PowerPoint Weirdness Unveiled

This is just a small start on a PowerPoint wiki. Send in your questions and tips!

1.  Q:  Sometimes when I import a slide from another presentation and tell it keep the source formatting, it only keeps part of it – the color scheme will be right, but the text boxes will be mis-sized. What’s up with that?

A: I’ve found one possible solution and two workarounds to that:

The presentation that you imported the slides from may have custom sized pages. Go to the original presentation. Under File, choose “Page Setup.” Note the page size. Make sure that yours matches. If you have to change it, close and reopen PowerPoint afterwards.

Workaround 1: Close PowerPoint and reopen it. Sometimes everything works after you do this.

Workaround 2: In the original slide show, select all. Optional: On the drawing toolbar, choose Draw, then Group. Create a new slide in your new presentation and select “Paste Special” from the “Edit” menu. Use the first selection: “MS Office Drawing Object.” This should paste it as you see it. Doing the optional step of grouping it makes a little more likely to keep its size and allows you to resize as a whole if it doesn’t.

2. Q: Why did my screen go black in the middle of my presentation?

A: Mortifying, isn’t it? If your presentation sits still for too long while your speaker blathers on, the screen goes black. It’s a power-saving function. One solution is to move your mouse around, but this could be somewhat distracting to the audience and oh-by-the-way make you look like an idiot.

The better solution is this: find your computer’s settings (Windows XP: Start>Control Panel; Mac: Apple> System Preferences). Where it is in there varies by system, but you’ll find something like “Energy Saver” and “Desktop and Screensaver” or “Display.” You need to set both the energy saver and the screensaver to “never.”

You did all that and it still happened? Some built-in projectors have energy-savers, too. Ask your facilities team about it before your presentation. You may need to add a slide you can move to in slow times, or a very slow, very subtle animation – though this doesn’t always work – it’s the failure to change slides that triggers the screensaver, so be sure you know the details. You may just have to sit there wiggling your mouse. Stand on your dignity.

3. Q: Is there any way I can make my presentations smaller so I can email them?

A: Depending on what’s in your presentation, you can make them significantly smaller.

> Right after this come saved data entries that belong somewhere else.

PR #11288, opened 2026-06-28
remote tech blackout fix

NovaSpem:
Add Remote Tech BlackoutFix mod.

Realistic radio signal fading for RemoteTech during atmospheric entry.
Depends on RemoteTech and Firefly.

GitHub: https://github.com/NovaSpem/RemoteTechBlackoutFix


HebaruSan:
Added to #11289.

PR #11298, opened 2026-07-01
Add OuterParallax dependency on VertexHeightOblateAdvanced

HebaruSan:
image

Confirmed that this is present in what look like an attempt at internal .ckan files (but with a .yaml extension, so the bot won't use them):

- <https://github.com/jthero3/OuterParallaxContinued/tree/main/CKAN>

FYI to @jthero3.


jthero3:
Darn, I was hoping I got the syntax right. Thanks for fixing it for me though!

PR #11319, opened 2026-07-06
Register NoFairingLimits in CKAN

TheCasualLadHere:
Adds NoFairingLimits mod to CKAN registry.

GitHub: https://github.com/TheCasualLadHere/NoFairingLimits


TheCasualLadHere:
Register NoFairingLimits in CKAN

Phantomical:
This currently installs a file directly under `GameData`. Can you add a top-level directory to the mod zip? That way we can install this correctly.

PR #11373, opened 2026-07-18
Add kOS-Kerbcast (KerbcastKos) from SpaceDock

jonpepler:
Adds [kOS-Kerbcast](https://spacedock.info/mod/4366/Kerbcast), a kOS camera-control addon. It lets a you enumerate vessel Kerbcast cameras and control field of view, pan, and target tracking.

- SpaceDock: https://spacedock.info/mod/4419/kOS-Kerbcast (id 4419)
- Identifier `KerbcastKos` (the install folder and AVC name; the SpaceDock display name is kOS-Kerbcast)

### DIFF
--- a/NetKAN/KerbcastKos.netkan
+++ b/NetKAN/KerbcastKos.netkan
@@ -1,0 +1,11 @@
+{
+    "spec_version": "v1.34",
+    "identifier": "KerbcastKos",
+    "$kref": "#/ckan/spacedock/4419",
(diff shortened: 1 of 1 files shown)


Phantomical:
Your spacedock listing says that says that the mod is MIT but `LICENSE` and github seem to be GPL-3.0. I have updated the config to follow GPL since that looks right, but could you confirm which one is correct?

PR #11381, opened 2026-07-20
Eac 1.5.0 split packages

ItchyBrother:


ItchyBrother:
Hi! Just checking whether anything else is needed from me for this PR. The validation checks are passing, and both v1.5.0 release assets are published. Thanks for reviewing!

PR #11383, opened 2026-07-22
ExoInstruments: require BetterTimeWarpCont, recommend EVE Redux + Spectra

batistitooo:
BetterTimeWarpCont is now required rather than merely recommended, since the mod's time-warp integration is core to its observation-scheduling workflow.

Also adds EnvironmentalVisualEnhancements and Spectra as recommendations: the mod's RC20 astrograph reads live cloud cover from EVE when installed, and Spectra is the stock-system EVE config pack needed for that to actually show anything.


HebaruSan (approved):
Thanks for the update! 🖌️

PR #11428, opened 2026-08-08
Modified for Kerbalism version 3.41

Aebestach:


Clayell:
@Aebestach What are your thoughts on updating the [existing](https://github.com/KSP-CKAN/NetKAN/blob/4a301f5be18c0f4bde5cfbe3557e239e25c00e66/NetKAN/Kerbalism-SystemHeat.frozen) `Kerbalism-SystemHeat` netkan instead of making a new one? That way existing users of `Kerbalism-SystemHeat` on CKAN could update to this directly instead of having to uninstall and install the new stuff. You could probably make either KerbalismSystemHeatCompat or KerbalismSystemHeatCore replace the existing Kerbalism-SystemHeat, don't think there would be a difference.

Aebestach:
> @Aebestach What are your thoughts on updating the [existing](https://github.com/KSP-CKAN/NetKAN/blob/4a301f5be18c0f4bde5cfbe3557e239e25c00e66/NetKAN/Kerbalism-SystemHeat.frozen) `Kerbalism-SystemHeat` netkan instead of making a new one? That way existing users of `Kerbalism-SystemHeat` on CKAN could update to this directly instead of having to uninstall and install the new stuff. You could probably make either KerbalismSystemHeatCompat or KerbalismSystemHeatCore replace the existing Kerbalism-SystemHeat, don't think there would be a difference.

@Clayell This plan sounds more reasonable. I'll fix it in a bit.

  1. The first thing you can do is compress the size of any pictures in your presentation. If you have a newer version of PowerPoint, you can do them all at once. In Mac, do a “Save as,” choose “Options” and check the “Compress Graphics Files” box. You can choose an image quality at that point. In Windows, open your picture tool bar and click on the icon of the picture with arrows pointing in at it. If your presentation will only be viewed on screen, you can save images to the lowest resolution.
  2. Another thing you can do is format your pictures as JPG or PNG in the first place. They will take up less room than TIFF or GIF files. There’s an easy way to change the format here. You could remove the pictures from an existing presentation, reformat them to JPG or PNG, replace them, and then re-save your document, but what a pain!
  3. If pictures aren’t your problem, you can compress your file with WinZip in Windows or StuffIt in either Mac or Windows.
  4. You can save your presentation as a PDF. This is for presentations that have no sound, animations, or transitions – think of it as a print document; you are “publishing it” to PDF. During the “Save As PDF” process (under the File menu in older versions and Mac; under the Office Button in 2007) you’ll be given an “Optimize For” choice. One of your options will be to optimize for email or smaller size.
  5. If you have a really huge presentation, it will still be pretty big. One thing you might look into is FTP clients. They are really quite simple to use once you get the hang of it, and you can get one for free or very little. The rub is that you have to have a website. I use Transmit.
  6. The very simplest solution is to sign up for free online storage at some place like Mozy or MediaFire. You will upload your presentation to the storage site (you won’t even know that you’re using an FTP client to do it! :-D ) and then just send a link and the log-in information to your email contacts.